Theory and lectures will not be enough to provide judges with the skills they need. Learning how to properly consider and apply Community law in individual cases requires practical exercise, and a training that illustrates the operation of Community law in a concrete manner. The right kind of training would not only help judges acquire the skills they actually need in their work, but also show that Community law is relevant to them, and that it is a worthwhile subject to spend time on. Really good tailor-made teaching might also be a way of overcoming a lack of interest and motivation in this field.

Even if national arrangements remain the basis for providing judges with the competencies they need, the training of judges in European law is nevertheless a common European interest. As the subject is common, it is a matter where joint efforts, shared experience and pooled expertise can certainly be put to greater use for the concrete benefit of all. It takes a great deal of intellectual as well as material resources to plan and provide good training. Working together in this field is therefore a natural option.

As we all know, new developments in European Union law, following the entry into force of the Treaty of Amsterdam, involve closer judicial co-operation between the Member States in civil as well as criminal matters. These developments also create new needs for training, and for cross-border training co-operation.

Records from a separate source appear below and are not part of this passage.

PR #2797, opened 2021-03-10
[IOTDB-1204] set parameter in iotdb-cluster.properties

wangchao316:
The WAIT_CLIENT_TIMEOUT_MS and maxConnectionForEachNode
parameter controls the connection generation speed and affects cluster link access. Therefore, it can be configured in the iotdb-cluster file.

### DIFF
--- a/cluster/src/assembly/resources/conf/iotdb-cluster.properties
+++ b/cluster/src/assembly/resources/conf/iotdb-cluster.properties
@@ -162,5 +162,7 @@ max_read_log_lag=1000
 # Max number of clients in a ClientPool of a member for one node.
 max_client_pernode_permember_number=1000
 
-# If the number of connections created for a node exceeds  `max_client_pernode_permember_number`, we need to wait so much time for other connections to be released until timeout, or a new connection will be created.
+# If the number of connections created for a node exceeds  `max_client_pernode_permember_number`,
+# we need to wait so much time for other connections to be released until timeout,
+# or a new connection will be created.
 wait_client_timeout_ms=5000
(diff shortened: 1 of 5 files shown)


jixuan1989 (approved):

cluster/src/assembly/resources/conf/iotdb-cluster.properties
```diff
@@ -157,4 +157,11 @@ max_number_of_logs_per_fetch_on_disk=1000
...
 # This default value is 1000
-max_read_log_lag=1000
\ No newline at end of file
+max_read_log_lag=1000
+
+# Max number of clients in a ClientPool of a member for one node.
+max_client_pernode_permember_number=1000
+
+# Wait for some timeout, if the old client is not released
+# A new client is created
```
neuyilan, line 166: I think the annotation could be more clearer if it can be configurated by the user.
```suggestion
# If the number of connections created for a node exceeds  `max_client_pernode_permember_number`, you need to wait so much time for other connections to be released until timeout, or a new connection will be created.
```

cluster/src/main/java/org/apache/iotdb/cluster/config/ClusterConfig.java
```diff
@@ -71,6 +71,9 @@
   /** max number of clients in a ClientPool of a member for one node. */
   private int maxClientPerNodePerMember = 1000;
 
+  /** Wait for some timeout, if the old client is not released A new client is created */
```
neuyilan, line 74: The same as above

neuyilan (approved):
LGTM.
Only minor issues which could be better.

cluster/src/main/java/org/apache/iotdb/cluster/config/ClusterConfig.java
wangchao316: done

LebronAl (approved):
LGTM

PR #2798, opened 2021-03-10
[IOTDB-1192] Fix sql end with semicolon 

HTHou:
When execute sql statement like `select * from root;` using JDBC, an exception thrown.

```
Exception in thread "main" java.sql.BatchUpdateException: Error occurred while parsing SQL to physical plan: line 1:47 token recognition error at: ';'

        at org.apache.iotdb.jdbc.IoTDBStatement.executeBatchSQL(IoTDBStatement.java:293)

        at org.apache.iotdb.jdbc.IoTDBStatement.executeBatch(IoTDBStatement.java:255)
```


antlr/src/main/antlr4/org/apache/iotdb/db/qp/sql/SqlBase.g4
```diff
@@ -20,7 +20,7 @@
 grammar SqlBase;
 
 singleStatement
-    : statement EOF
+    : statement (';')? EOF
```
mychaow, line 23: need to update docs?

HTHou: Actually, it is the doc shows we can support the sql statement end with semicolon...

See
https://github.com/apache/iotdb/blob/master/docs/UserGuide/Client/Programming%20-%20JDBC.md#examples

jixuan1989 (approved):

PR #2801, opened 2021-03-10
[To 0.11] fix unseq compaction loss data bug after delete operation

zhanglingzhe0820:
## Behavior
(1) Use the folowing code to write data into 0.11.2:
(2) delete from root.sg_1
(3) Then rerun the following code
(4) select count( * ) from root
The count is less than 1000000.

``` java
static List<Record> mockData(int loop) {
    List<Record> recordList = new ArrayList<>();
    int mockSize=10000;
    long timestamp = mockSize*loop;
    for (int r = 0; r < mockSize; r++) {
        Record record = new Record();
        String storageGroup = "root.sg_1";
        String deviceId = String.format("%s.device_1", storageGroup);
        record.setStorageGroup(storageGroup);
        record.setDeviceId(deviceId);
        record.setTimestamp(new Timestamp(timestamp+r));
        Record.Column column = new Record.Column("pressure", "Float", r%999.0f);
        record.addColumn(column);
        column = new Record.Column("temperature", "Float", r%37.0f);
        record.addColumn(column);
        recordList.add(record);
    }
    return recordList;
}

public static void main(String[] args) throws IoTDBConnectionException, StatementExecutionException {

    IOTDBReader iotdbReader = new IOTDBReader();
    Session session = iotdbReader.openSession();
    for (int loop = 0; loop < 100; loop++) {
        List<Record> recordList = mockData(loop);
        iotdbReader.insertTablet(session, recordList, loop);
        System.out.println(loop);
    }
    session.close();
}
```

Detail analysis is in PR #2785


server/src/main/java/org/apache/iotdb/db/engine/merge/manage/MergeResource.java
```diff
@@ -265,4 +266,27 @@ public void clearChunkWriterCache() {
...
 
+  public void updateStartTime(TsFileResource tsFileResource, String device, long startTime) {
+    Map<String, Pair<Long, Long>> deviceStartEndTimePairMap =
+        startEndTimeCache.getOrDefault(tsFileResource, new HashMap<>());
+    Pair<Long, Long> startEndTimePair =
+        deviceStartEndTimePairMap.getOrDefault(device, new Pair<>(Long.MAX_VALUE, Long.MIN_VALUE));
+    long newStartTime = startEndTimePair.left > startTime ? startTime : startEndTimePair.left;
+    deviceStartEndTimePairMap.put(device, new Pair<>(newStartTime, startEndTimePair.right));
+    startEndTimeCache.put(tsFileResource, deviceStartEndTimePairMap);
+  }
```
jt2594838, line 277: Try using `Map.computeIfAbsent` to avoid redundant  `put` and `new`.

jt2594838 (approved):

server/src/main/java/org/apache/iotdb/db/engine/merge/manage/MergeResource.java
zhanglingzhe0820: okay

jt2594838 (approved):

PR #2809, opened 2021-03-11
[IOTDB-1207]Open time partition causes stackoverflow

yanhongwangg:
https://issues.apache.org/jira/browse/IOTDB-1207

### DIFF
--- a/cluster/src/main/java/org/apache/iotdb/cluster/metadata/CMManager.java
+++ b/cluster/src/main/java/org/apache/iotdb/cluster/metadata/CMManager.java
@@ -321,17 +321,11 @@ public class CMManager extends MManager {
   @Override
   public MNode getSeriesSchemasAndReadLockDevice(InsertPlan plan) throws MetadataException {
     MeasurementMNode[] measurementMNodes = new MeasurementMNode[plan.getMeasurements().length];
-    try {
-      MNode deviceNode = getDeviceNode(plan.getDeviceId());
-
-      int nonExistSchemaIndex =
-          getMNodesLocally(plan.getDeviceId(), plan.getMeasurements(), measurementMNodes);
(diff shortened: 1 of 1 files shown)


mychaow (approved):
LGTM

cluster/src/main/java/org/apache/iotdb/cluster/metadata/CMManager.java
```diff
@@ -321,17 +321,11 @@ public TimeValuePair getLastCache(PartialPath seriesPath) {
...
-        plan.setMeasurementMNodes(measurementMNodes);
-        return deviceNode;
-      }
-    } catch (PathNotExistException exception) {
-      // ignore, so we could try local MTree
+    int nonExistSchemaIndex =
+        getMNodesLocally(plan.getDeviceId(), plan.getMeasurements(), measurementMNodes);
+    if (nonExistSchemaIndex == -1) {
+      plan.setMeasurementMNodes(measurementMNodes);
+      return new MNode(null, plan.getDeviceId().getDevice());
```
wangchao316, line 328: new MNode, which could add to cache?   Does the memory overhead increase if new is used each time?

neuyilan (approved):
LGTM

LebronAl (approved):
LGTM.
Looking forward to your solution to the deadlock problem described in this issue in next PR.

cluster/src/main/java/org/apache/iotdb/cluster/metadata/CMManager.java
LebronAl: In cluster module, the return value of this function is not cached and is only used to detect whether an exception will be thrown.
In addition, an MNode instance is not very memory intensive, and the variables are null by default, so the overhead in memory should not be very large

PR #2811, opened 2021-03-11
Fix compaction with cluster snapshot deletion

zhanglingzhe0820:
## Behavior
Compaction run with cluster snapshot together and meet error.

## Reason
If run as below:
(1) Start compaction task;
(2) Cluster pull snapshot;
(3) The snapshot pulled is fully overlapped with some merging local file and delete them.
(4) The compaction cannot find the file to be read and exit.
The temp file will not be deleted.

## Solution
1、Add restore logic when meet exception.


neuyilan (commented):
LGTM

server/src/main/java/org/apache/iotdb/db/engine/compaction/utils/CompactionUtils.java
```diff
@@ -271,6 +271,9 @@ public static void merge(
       for (TsFileResource tsFileResource : tsFileResources) {
         TsFileSequenceReader reader =
             buildReaderFromTsFileResource(tsFileResource, tsFileSequenceReaderMap, storageGroup);
+        if (reader == null) {
+          throw new IOException();
```
jt2594838, line 275: Add some message in this exception.

jt2594838 (approved):

jt2594838:
There is a failed test, please look into it.

zhanglingzhe0820:
> There is a failed test, please look into it.

This test has nothing to do with this pr.

server/src/main/java/org/apache/iotdb/db/engine/compaction/utils/CompactionUtils.java
zhanglingzhe0820: okay

PR #5892, opened 2022-05-13
[IOTDB-3160] TsFile will be corrupted when flushing memtable appears OOM

HeimingZ:
Corrupted TsFile doesn't recover when exceptions occurs in the flushing memtable procedure, because we only interrupt and do nothing else. To fix this problem, I drop the memTable and skip ending tsfile when meeting flush error.

### DIFF
--- a/server/src/main/java/org/apache/iotdb/db/engine/storagegroup/TsFileProcessor.java
+++ b/server/src/main/java/org/apache/iotdb/db/engine/storagegroup/TsFileProcessor.java
@@ -1191,6 +1191,22 @@ public class TsFileProcessor {
     }
   }
 
+  /** This method will synchronize the memTable and release its flushing resources */
+  private void syncReleaseFlushedMemTable(IMemTable memTable) {
+    synchronized (memTable) {
+      releaseFlushedMemTable(memTable);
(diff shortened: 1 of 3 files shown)


HTHou (approved):

server/src/main/java/org/apache/iotdb/db/engine/storagegroup/TsFileProcessor.java
```diff
@@ -1236,7 +1252,24 @@ public void flushOneMemTable() {
                 tsFileResource.getTsFile().getName(),
                 e1);
           }
-          Thread.currentThread().interrupt();
+          // release resource
+          try {
+            syncReleaseFlushedMemTable(memTableToFlush);
+            for (CloseFileListener closeFileListener : closeFileListeners) {
+              closeFileListener.onClosed(this);
```
qiaojialin, line 1259: This will register this file as SealedTsFile into TsFileManager, which may cause bugs in query

HeimingZ: Fixed, I will set time index to its initial status.

PR #5894, opened 2022-05-13
[IOTDB-3091] Scripts of stop datanodes

MrQuansy:


qiaojialin (approved):
Only Stop DataNodet is ok, Remove is an empty implementation.

PR #5902, opened 2022-05-13
[IOTDB-3179] Printing logs when get/getOrCreate Partition in ConfigNode

CRZbulabula:
Currently, we don't know what PartitionTable that ConfigNode returns to DataNode, which is not conducive to development debug. So I have temporarily added logs for getSchemaPartition getOrCreateSchemaPartition getDataPartition, getOrCreateDataPartition  interfaces.


MarcosZyk (approved):

chinausers:
Why not check out a new branch.

PR #5921, opened 2022-05-16
[IOTDB-3200] [PartitionInfo] replace bytebuffer with stream

cigarl:
This PR has:
- [x] Replace bytebuffer with stream in `PartitionInfo`.
- [x] Fixed incorrect serialization of multiple sub-maps in `dataPartitionMap`
- [x] Resolve snapshot temporary file deletion failure.

### DIFF
--- a/node-commons/src/main/java/org/apache/iotdb/commons/partition/DataPartition.java
+++ b/node-commons/src/main/java/org/apache/iotdb/commons/partition/DataPartition.java
@@ -261,16 +261,9 @@ public class DataPartition extends Partition {
             seriesPartitionSlotMapEntry.getValue().entrySet()) {
           timePartitionSlotListEntry.getKey().write(protocol);
           ReadWriteIOUtils.write(timePartitionSlotListEntry.getValue().size(), dataOutputStream);
-          timePartitionSlotListEntry
-              .getValue()
-              .forEach(
-                  x -> {
-                    try {
-                      x.write(protocol);
-                    } catch (TException e) {
-                      throw new RuntimeException(e);
-                    }
-                  });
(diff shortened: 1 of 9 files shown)


node-commons/src/main/java/org/apache/iotdb/commons/partition/DataPartition.java
```diff
@@ -248,75 +245,76 @@ public void createDataPartition(
...
+          timePartitionSlotListEntry.getKey().write(protocol);
+          ReadWriteIOUtils.write(timePartitionSlotListEntry.getValue().size(), dataOutputStream);
+          timePartitionSlotListEntry
+              .getValue()
+              .forEach(
+                  x -> {
+                    try {
+                      x.write(protocol);
+                    } catch (TException e) {
+                      throw new RuntimeException(e);
```
CRZbulabula, line 271: You can delete this.

CRZbulabula (commented):
PTAL.

node-commons/src/main/java/org/apache/iotdb/commons/partition/DataPartition.java
cigarl: fixed

CRZbulabula (commented):
Don't forget to clean up redundant snapshot files when takeSnapshot returns false.

cigarl:
> Don't forget to clean up redundant snapshot files when takeSnapshot returns false.

Each module that operates on snapshots, such as `partitionInfo` and `clusterSchema`, already deleted temporary files with the finally clause.  There is no need to clean up again in `ConfigRequestExecutor`.

CRZbulabula (approved):
LGTM.

qiaojialin (approved):

PR #5925, opened 2022-05-17
[IOTDB-3024] Implement SchemaRegion Memory mode snapshot

MarcosZyk:
## Description

Implement snapshot feature for SchemaRegion Memory mode to speed up schemaRegion consensus group recovery

### DIFF
--- a/server/src/main/java/org/apache/iotdb/db/metadata/schemaregion/SchemaRegionMemoryImpl.java
+++ b/server/src/main/java/org/apache/iotdb/db/metadata/schemaregion/SchemaRegionMemoryImpl.java
@@ -422,7 +422,14 @@ public class SchemaRegionMemoryImpl implements ISchemaRegion {
 
     try {
       logWriter.copyTo(mLogSnapshotTmp);
-      mLogSnapshot.delete();
+      if (mLogSnapshot.exists() && !mLogSnapshot.delete()) {
+        logger.error(
+            "Failed to delete old snapshot file {} while creating snapshot for schemaRegion {}.",
+            mLogSnapshot.getName(),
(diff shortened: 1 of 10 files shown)


server/src/main/java/org/apache/iotdb/db/metadata/schemaregion/SchemaRegionMemoryImpl.java
```diff
@@ -409,6 +413,72 @@ public synchronized void deleteSchemaRegion() throws MetadataException {
...
+    try {
+      logWriter.copyTo(mLogSnapshotTmp);
+      mLogSnapshot.delete();
+      if (!mLogSnapshotTmp.renameTo(mLogSnapshot)) {
+        logger.error(
+            "Failed to rename {} to {} while creating snapshot for schemaRegion {}.",
+            mLogSnapshotTmp.getName(),
+            mLogSnapshot.getName(),
+            schemaRegionId);
+        mLogSnapshot.delete();
```
xingtanzjr, line 432: Why is `delete()` invoked again here ?

SpriCoder (approved):
LGTM！

server/src/main/java/org/apache/iotdb/db/metadata/schemaregion/SchemaRegionMemoryImpl.java
MarcosZyk: I'm not sure whether the ```mLogSnapshot``` will be produced if the rename operation is failed. If not, the invoking is unnecessary.

xingtanzjr (approved):

PR #5951, opened 2022-05-19
[IOTDB-3072] add measurement syntax check in TSServiceImpl and DataNodeTSIServiceImpl

Plutooooooo:
## Description
This PR aims to ensure that restrictions on path in  RPC is the same as SQL statement.


SteveYurongSu (approved):
LGTM

PR #5960, opened 2022-05-19
[IOTDB-3239] fix missing aligned data

Plutooooooo:
## Description
For aligned path, sensor is "". see more details at: [IOTDB-3239](https://issues.apache.org/jira/browse/IOTDB-3239)


tsfile/src/main/java/org/apache/iotdb/tsfile/read/common/Path.java
```diff
@@ -106,7 +106,8 @@ public Path(String device, String measurement) {
       String[] deviceNodes = PathNodesGenerator.splitPathToNodes(device);
       this.device = transformNodesToString(deviceNodes, deviceNodes.length);
       this.measurement = measurement;
-      this.fullPath = device;
+      // for aligned path, sensor is ""
```
JackieTien97, line 109:
```suggestion
      // for aligned path, sensor name for time column is ""
```

JackieTien97 (changes requested):

PR #5968, opened 2022-05-20
[IOTDB-2880] Fix procedure worker threads do not await correctly and …

cmlmakahts:
1. Fixed procedure worker threads do not await correctly
2. Remove some useless import and classes

66e7c115dce5e5a1806e7dfd9520c77


OneSizeFitsQuorum (approved):
LGTM

PR #5992, opened 2022-05-23
Fix time iterator bug

Alima777:
hasNext() method in iterator should not move iterator to next postition.


liuminghui233 (approved):
LGTM :-)

PR #5998, opened 2022-05-24
[IOTDB-3184] Implement Timeseries version and blacklist

MarcosZyk:
### Implement Timeseries version
1. When generating createTimeseriesNode, a version will be generated for timeseries possibly created by this request
2. Store version in measurementMNode and DataNodeSchemaCache, and transport it via MeasurementPath and SchemaTree
3. There's no need to persist version in mlog, since the black list will only be constructed during system running and it's just a runtime check

### Add blacklist to SchemaValidator
The blacklist is mainly used to filtering insertion. Thus it is set in SchemaValidator. All the fetched schema should go through the blacklist check.

### Remove alias from DataNodeSchemaCache
The alias feature is developed to help data query rather than insertion. Remove it from DataNodeSchemaCache to simplify the process of alias updating operation.

### Future work
1. Implement blacklist operation
2. Implement DeteleTimeseries based on version and blacklist


yifuzhou (approved):
LGTM~ just kindly reminder that storageGroup should also has the version in confignode cache.

xingtanzjr (approved):

PR #8230, opened 2022-11-28
[To rel/1.0] [IOTDB-4940] Optimize query fetch data partition process while containg unclosed time filter

JackieTien97:
Optimize sqls like
where time < 10
where time > 20
where time < 10 or time>20


node-commons/src/main/java/org/apache/iotdb/commons/partition/DataPartitionQueryParam.java
```diff
@@ -28,12 +28,31 @@ public class DataPartitionQueryParam {
   private String devicePath;
   private List<TTimePartitionSlot> timePartitionSlotList = new ArrayList<>();
 
+  // it will be set to true in query when there exist filter like: time <= XXX
+  // (-oo, timePartitionSlotList.get(0)]
+  private boolean needLeftAll = false;
+
+  // it will be set to true query when there exist filter like: time >= XXX
+  // [timePartitionSlotList.get(timePartitionSlotList.size() - 1), +oo)
+  private boolean needRightAll = false;
```
CRZbulabula, line 37: The annotation shows that these two parameters indicate two close intervals. However in the implementation of SeriesPartitionTable, these two parameters indicate two open intervals.

CRZbulabula (commented):
PTAL~

node-commons/src/main/java/org/apache/iotdb/commons/partition/DataPartitionQueryParam.java
Wei-hao-Li: The margin partition will be added （if need）in  previous process code. 
image

CRZbulabula (approved):
LGTM～

PR #8231, opened 2022-11-28
[To rel/1.0] [IOTDB-5074] Add storage group name and region id to the path of snapshot

THUMarkLau:
See [IOTDB-5074](https://issues.apache.org/jira/browse/IOTDB-5074).

Current snapshot path contains only snapshot-id, which is log index in ratis, and it may be duplicated. The snapshot path should be unique for each snapshot. This pr fix it by adding storage group name and region id to the path of snapshot.


OneSizeFitsQuorum (approved):
LGTM

PR #8234, opened 2022-11-29
[To rel/1.0][IOTDB-5045] fix delete database, wal and tsfile still left

HTHou:
## Description

Details see IOTDB-5045


server/src/main/java/org/apache/iotdb/db/conf/IoTDBConfig.java
```diff
@@ -176,7 +176,7 @@ public class IoTDBConfig {
 
   // region Write Ahead Log Configuration
   /** Write mode of wal */
-  private volatile WALMode walMode = WALMode.ASYNC;
+  private volatile WALMode walMode = WALMode.DISABLE;
```
HTHou, line 179:
```suggestion
  private volatile WALMode walMode = WALMode.ASYNC;
```

qiaojialin (approved):

PR #8236, opened 2022-11-29
[To rel/1.0] [IOTDB-5059] Remove redundant database check in SchemaEngine

MarcosZyk:
## Description

Since the database name has already been checked on configNode when creating database, there's no need to check it again in SchemaEngine. We suppose all the internal requests are legal and SchemaEngine only need to execute them.

The async physical deletion of schemaRegion affects the creation of new region of new database with nested name, e.g. old db is root.udf and new db is root.udf.load, which results in the creation failure of new region and this shall not happen.


bigreybear (approved):
LGTM~

PR #8240, opened 2022-11-29
[To rel/1.0] [IOTDB-5047] Fix iotdb.jmx.port missing from data-env.sh

MiniSho:
Add JMX_PORT to system properties in data-env.sh/bat
ConfigNode:
0c85b466fe5c01579ee3e66210f532e

DataNode:
1417e2f7ccdc1f2ff337331f0117f89


jixuan1989:
Only when JMX_LOCAL=false, the port can be set.

jixuan1989:
A simple solution:

Change IOTDB_JMX_PORT from  "iotdb.jmx.port" to "com.sun.management.jmxremote.port"
then there is no need to modify the scripts.
```
-  public static final String IOTDB_JMX_PORT = "iotdb.jmx.port";
+  public static final String IOTDB_JMX_PORT = "com.sun.management.jmxremote.port";
```

jixuan1989:
Besides, the StartChecker is incorrect as even when we start a confignode, it also says ".....datanode-env.sh"

jixuan1989:
> A simple solution:
> 
> Change IOTDB_JMX_PORT from "iotdb.jmx.port" to "com.sun.management.jmxremote.port" then there is no need to modify the scripts.
> 
> ```
> -  public static final String IOTDB_JMX_PORT = "iotdb.jmx.port";
> +  public static final String IOTDB_JMX_PORT = "com.sun.management.jmxremote.port";
> ```

Better solution:

set `JMX_LOCAL` as a variable to IoTDB (modify the -env scripts). Then in StartChecker.java, you should check whether the user wants to monitor JMX locally or open its remote port. In this way, we can give users more clear tips.

Beyyes (approved):
LGTM

PR #8246, opened 2022-11-29
[To rel/1.0] Add CUSTOM policy for schema region group

Beyyes:


node-commons/src/assembly/resources/conf/iotdb-common.properties
```diff
@@ -84,6 +84,18 @@
 # Datatype: Double
 # schema_region_per_data_node=1.0
 
+# The policy of extension SchemaRegionGroup for each Database.
+# These policies are currently supported:
+# 1. CUSTOM(Each Database will allocate schema_region_group_per_database RegionGroups as soon as created)
+# 2. AUTO(Each Database will automatically extend SchemaRegionGroups based on the data it has)
+# Datatype: String
+# schema_region_group_extension_policy=AUTO
```
CRZbulabula, line 92: Will it be better if we move the parameter `schema_region_group_extension_policy` ahead of the `schema_region_per_data_node`?

integration-test/src/test/java/org/apache/iotdb/confignode/it/partition/IoTDBCustomRegionGroupExtensionIT.java
```diff
@@ -88,6 +92,12 @@ public void setUp() throws Exception {
 
     originalTimePartitionInterval = CONF.getTimePartitionInterval();
 
+    originalSchemaRegionGroupExtensionPolicy = CONF.getSchemaRegionGroupExtensionPolicy();
+    CONF.setSchemaRegionGroupExtensionPolicy(testSchemaRegionGroupExtensionPolicy);
+
+    originalSchemaRegionGroupPerDatabase = CONF.getSchemaRegionGroupPerDatabase();
+    CONF.setSchemaRegionGroupPerDatabase(testSchemaRegionGroupPerDatabase);
```
CRZbulabula, line 99: Need to add ClusterIT for these to parameters

CRZbulabula (changes requested):
PTAL~

qiaojialin (approved):

PR #8259, opened 2022-11-30
[To rel/1.0][IOTDB-4730] Database name check when passed in Session

MarcosZyk:
## Description

There's no check of raw string of database name passed in Session, which may result in some internal execution error. 
Add the check when generating statement.


HTHou (approved):

MarcosZyk:
Replaced by https://github.com/apache/iotdb/pull/8266

PR #8264, opened 2022-11-30
[To rel/1.0] add IT for IoTDBCustomRegionGroupExtension

Beyyes:


integration-test/src/test/java/org/apache/iotdb/confignode/it/partition/IoTDBCustomRegionGroupExtensionIT.java
```diff
@@ -125,7 +132,7 @@ public void tearDown() {
 
   @Test
   public void testCustomDataRegionGroupExtensionPolicy()
```
CRZbulabula, line 134:
```suggestion
  public void testCustomRegionGroupExtensionPolicy()
```

CRZbulabula (commented):
PTAL～

CRZbulabula (approved):
LGTM～

PR #8265, opened 2022-11-30
[To multi_tenancy][IOTDB-5091] add space quota: device and timeseries num limit

RYH61:
add device and timeseries num limit


confignode/src/main/java/org/apache/iotdb/confignode/manager/ClusterQuotaManager.java
```diff
@@ -46,10 +49,16 @@ public class ClusterQuotaManager {
 
   private final IManager configManager;
   private final QuotaInfo quotaInfo;
+  private final Map<Integer, Integer> deviceNum;
+  private final Map<Integer, Integer> timeSeriesNum;
```
neuyilan, line 53: It better uses a concurrent map, it will be updated concurrently during a heartbeat（because the callback thread may run concurrently.）.

neuyilan (approved):
LGTM

PR #8279, opened 2022-12-01
[To rel/1.0] [IOTDB-4978] Fix deadLock caused by blocked operation in IntoOperator

liuminghui233:
see [IOTDB-4978](https://issues.apache.org/jira/browse/IOTDB-4978).


server/src/main/java/org/apache/iotdb/db/mpp/execution/operator/process/AbstractIntoOperator.java
```diff
@@ -100,27 +138,59 @@ protected void insertMultiTabletsInternally(boolean needCheck) {
...
+    if (writeOperationFuture == null) {
+      return true;
     }
 
-    for (InsertTabletStatementGenerator generator : insertTabletStatementGenerators) {
-      generator.reset();
+    try {
+      if (!writeOperationFuture.isDone()) {
+        return false;
+      }
```
JackieTien97, line 169: if writeOperationFuture is not done, we should never call next method of into operator, so here if you just want to do a safety check, you should throw a IIlegalStateException.

server/src/main/java/org/apache/iotdb/db/mpp/execution/operator/process/AbstractIntoOperator.java
```diff
@@ -162,42 +232,62 @@ public OperatorContext getOperatorContext() {
...
+    ListenableFuture<?> childBlocked = child.isBlocked();
+    if (writeOperationDone() && childBlocked.isDone()) {
+      return NOT_BLOCKED;
+    } else if (!writeOperationDone() && childBlocked.isDone()) {
+      return writeOperationFuture;
+    } else if (writeOperationDone() && !childBlocked.isDone()) {
+      return childBlocked;
+    } else {
+      return successfulAsList(Arrays.asList(writeOperationFuture, childBlocked));
+    }
```
JackieTien97, line 254:
```suggestion
    ListenableFuture<?> childBlocked = child.isBlocked();
    boolean writeDone = writeOperationDone();
    if (writeDone && childBlocked.isDone()) {
      return NOT_BLOCKED;
    } else if (childBlocked.isDone()) {
      return writeOperationFuture;
    } else if (writeDone) {
      return childBlocked;
    } else {
      return successfulAsList(Arrays.asList(writeOperationFuture, childBlocked));
    }
```

server/src/main/java/org/apache/iotdb/db/mpp/execution/operator/process/IntoOperator.java
```diff
@@ -48,40 +49,70 @@ public IntoOperator(
...
+      if (insertMultiTabletsInternally(false)) {
+        return null;
+      }
+
+      finished = true;
       return constructResultTsBlock();
     }
   }
 
+  /** Return true if write task is submitted during processing */
```
JackieTien97, line 95: Is this java doc right?

JackieTien97 (changes requested):

server/src/main/java/org/apache/iotdb/db/mpp/execution/operator/process/AbstractIntoOperator.java
liuminghui233: fixed

server/src/main/java/org/apache/iotdb/db/mpp/execution/operator/process/AbstractIntoOperator.java
liuminghui233: fixed

server/src/main/java/org/apache/iotdb/db/mpp/execution/operator/process/IntoOperator.java
liuminghui233: fixed

PR #8285, opened 2022-12-01
[To rel/1.0][IOTDB-5101] Last flush time may replaced by previous files when recovering

HeimingZ:
image

Tested locally. We have verified that after this fix, the unsealed file's update for `LastFlushTime` will always be executed at the last step.


xingtanzjr:
Local UT Test from Haiming
image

This has been reflected in the draft Treaty for a European Constitution, where the provisions on judicial co-operation in civil as well as matters include clauses that would provide for certain Union level measures in order to support or encourage the training of the judiciary and judicial staff.

Although the fate of the draft Constitutional Treaty as such remains uncertain and open, the importance of these matters is undeniable. Indeed, the European Commission has recently issued a Communication on judicial training in the European Union, which of course is well known to this audience.

Judicial co-operation in civil and criminal matters is a specific area where training must not only include the relevant European law itself but, because of the cornerstone principle of mutual recognition, also extend to a dissemination of knowledge regarding the relevant national legal and judicial systems in the other Member States.

Mutual recognition is based on mutual trust. Therefore, it is of vital importance that each Member State is committed to the necessity of ensuring that their legal and judicial system is indeed worthy of the trust that others owe to it. Proper training of staff is one aspect of this. The promotion of a good and sound judicial culture and esprit de corps is another.

Ladies and Gentlemen,

While the new developments in the field of justice and home affairs generate new training needs, there remain real and continuous needs to improve and develop judicial training in the more traditional areas of Community law as well. A good knowledge of general EU law is the foundation. Necessary expertise in specific areas should rest on a solid foundation. Through increased co-operation, helpful concrete efforts can be made in order to achieve a sufficient standard of knowledge and expertise throughout the Union. The European Judicial Training Network is a valuable tool for such co-operation, and I sincerely wish you plenty of energy and success in this important work.